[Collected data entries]
▬▬▬▬▬▬▬▬▬▬

PR #84, opened 2020-11-16
rickshaw-run: provide simple json validation of the bench-params.json…

k-rister:
… input


k-rister:
While working on multiplex I accidentally created a bad bench-params.json and submitted it to rickshaw.  That resulted in all kinds of nastiness so it would be nice to have simple JSON validation that ensure that the file is properly formatted and has the correct properties present.

atheurer (approved):

PR #92, opened 2020-12-08
handle xz compressed files

k-rister:


atheurer (approved):
This looks fine, but I wonder if we might need to compress written files after they are written uncompressed, because we could do this with many threads (-T 0) with xz.  This might only be necessary if the files are really big, and the transparent compression by perl is too slow.

k-rister:
Yeah, I considered that.  That would require temporarily having the necessary disk space available.  I believe I wrote it so that the output type is determined by the name used, so if we find this to be too slow we just have to change the name back and add in the other method.

PR #101, opened 2021-01-05
Ensure endpoints and client/servers access the controller via IP

atheurer:
-Providing the host to these via 'hostname' is not good enough.
-The hostname can be wrong, or not resolved to an IP by the
 clients/servers.
-This does require that the crucible-controller have bind-utils
 and iproute2 packages


atheurer:
In this commit, the roadblock server is assumed to be the same as the rickshaw_host (also referred to as the controller_ipaddr).  There is no reason to make these different, since the redis server is always on the user's crucible controller.

PR #106, opened 2021-02-01
A number of changes for uperf and trafficgen

atheurer:
-ensure messages are processed by specific endpoint
-add max-sample-failures as option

▬▬▬▬▬▬▬▬▬▬

(EXERCISE INSTRUCTIONS) Every single line of the data above must be set down again exactly.

(ANSWER TO THIS TASK)
PR #84, opened 2020-11-16
rickshaw-run: provide simple json validation of the bench-params.json…

k-rister:
… input


k-rister:
While working on multiplex I accidentally created a bad bench-params.json and submitted it to rickshaw.  That resulted in all kinds of nastiness so it would be nice to have simple JSON validation that ensure that the file is properly formatted and has the correct properties present.

atheurer (approved):

PR #92, opened 2020-12-08
handle xz compressed files

k-rister:


atheurer (approved):
This looks fine, but I wonder if we might need to compress written files after they are written uncompressed, because we could do this with many threads (-T 0) with xz.  This might only be necessary if the files are really big, and the transparent compression by perl is too slow.

k-rister:
Yeah, I considered that.  That would require temporarily having the necessary disk space available.  I believe I wrote it so that the output type is determined by the name used, so if we find this to be too slow we just have to change the name back and add in the other method.

PR #101, opened 2021-01-05
Ensure endpoints and client/servers access the controller via IP

atheurer:
-Providing the host to these via 'hostname' is not good enough.
-The hostname can be wrong, or not resolved to an IP by the
 clients/servers.
-This does require that the crucible-controller have bind-utils
 and iproute2 packages


atheurer:
In this commit, the roadblock server is assumed to be the same as the rickshaw_host (also referred to as the controller_ipaddr).  There is no reason to make these different, since the redis server is always on the user's crucible controller.

PR #106, opened 2021-02-01
A number of changes for uperf and trafficgen

atheurer:
-ensure messages are processed by specific endpoint
-add max-sample-failures as option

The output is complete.